Histopathology. 2021 May 27. doi: 10.1111/his.14421. Online ahead of print.
ABSTRACT
AIMS: There is widespread perception in clinic and pathology, that the histomorphological assessment of minor salivary gland tumours (MinSG) is more difficult and hampared by more misdiagnoses than that of major salivary glands. This is based on a vague, subjective clinical impression, while scientific proof of the difference and of potentional reasons that would explain this are lacking.
METHODS AND RESULTS: We identified fourteen putative clinical, pathological, and combined clinico-pathological reasons, which altogether could explain the phenomenon of perceived greater diagnostic difficulty of tumours of MinSG. We performed a comprehensive literature search and a statistical comparison of data from a large personal consultation series (biased for difficult cases) with cumulative data from straightforward, unselected (non-consultation) series from the literature. By that comparison we could prove with statistical significance a comprehensive series of reasons, as well as of consequences of greater diagnostic difficulty in MinSG.

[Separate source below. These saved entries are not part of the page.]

PR #7953, opened 2019-12-12
Address deprecations from persistence

greg0ire:
A backwards-compatibility layer has been added to persistence to help
consumers move to the new namespacing. It is based on class aliases,
which means the type declaration changes should not be a BC-break: types
are the same.
See https://github.com/doctrine/persistence/pull/71
    
This means:
- using the new namespaces
- adding autoload calls for new types to types that may be extended and
use persistence types in type declarations of non-constructor methods,
so that signature compatibility is recognized by old versions of php.
More details on this at
https://dev.to/greg0ire/how-to-deprecate-a-type-in-php-48cf

# How can I test this on my project?

```shell
composer config repositories.greg0ire vcs https://github.com/greg0ire/doctrine-orm
composer require doctrine/orm "dev-address-persistence-deprecations as v2.7.0"
```

### DIFF
--- a/UPGRADE.md
+++ b/UPGRADE.md
@@ -47,7 +47,7 @@ Whole Doctrine\ORM\Tools\Export namespace with all its members have been depreca
 ## Deprecated `Doctrine\ORM\Proxy\Proxy` marker interface
 
 Proxy objects in Doctrine ORM 3.0 will no longer implement `Doctrine\ORM\Proxy\Proxy` nor
-`Doctrine\Common\Persistence\Proxy`: instead, they implement
+`Doctrine\Persistence\Proxy`: instead, they implement
 `ProxyManager\Proxy\GhostObjectInterface`.
 
 These related classes have been deprecated:
@@ -439,17 +439,17 @@ above you must implement these new methods.
 
 ## Metadata Drivers
 
-Metadata drivers have been rewritten to reuse code from Doctrine\Common. Anyone who is using the
+Metadata drivers have been rewritten to reuse code from `Doctrine\Persistence`. Anyone who is using the
 `Doctrine\ORM\Mapping\Driver\Driver` interface should instead refer to
-`Doctrine\Common\Persistence\Mapping\Driver\MappingDriver`. Same applies to
+`Doctrine\Persistence\Mapping\Driver\MappingDriver`. Same applies to
 `Doctrine\ORM\Mapping\Driver\AbstractFileDriver`: you should now refer to
-`Doctrine\Common\Persistence\Mapping\Driver\FileDriver`.
+`Doctrine\Persistence\Mapping\Driver\FileDriver`.
 
 Also, following mapping drivers have been deprecated, please use their replacements in Doctrine\Common as listed:
 
- *  `Doctrine\ORM\Mapping\Driver\DriverChain`       => `Doctrine\Common\Persistence\Mapping\Driver\MappingDriverChain`
- *  `Doctrine\ORM\Mapping\Driver\PHPDriver`         => `Doctrine\Common\Persistence\Mapping\Driver\PHPDriver`
- *  `Doctrine\ORM\Mapping\Driver\StaticPHPDriver`   => `Doctrine\Common\Persistence\Mapping\Driver\StaticPHPDriver`
+ *  `Doctrine\ORM\Mapping\Driver\DriverChain`       => `Doctrine\Persistence\Mapping\Driver\MappingDriverChain`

CONCLUSIONS: Within the 14 criteria a high frequency of initial incisional biopsies and of low-grade category in malignant tumours emerged as the two most important reasons for enhanced diagnostic difficulty. Very rare entities, unusual locations, shortcomings in clinico-pathological communication, as well as pecularities of the special anatomic location of the hard palate, such as tumour necrosis, mucosal ulceration, pseudoinvasion, and the peculiar phenomenon of “tumoural-mucosal fusion”, contribute to further diagnostic difficulties. The awareness of these shortcomings and pitfalls enables a series of recommendations for clinic and pathology, which might help aid assessment and reduce the rate of misdiagnosis in tumours of MinSG.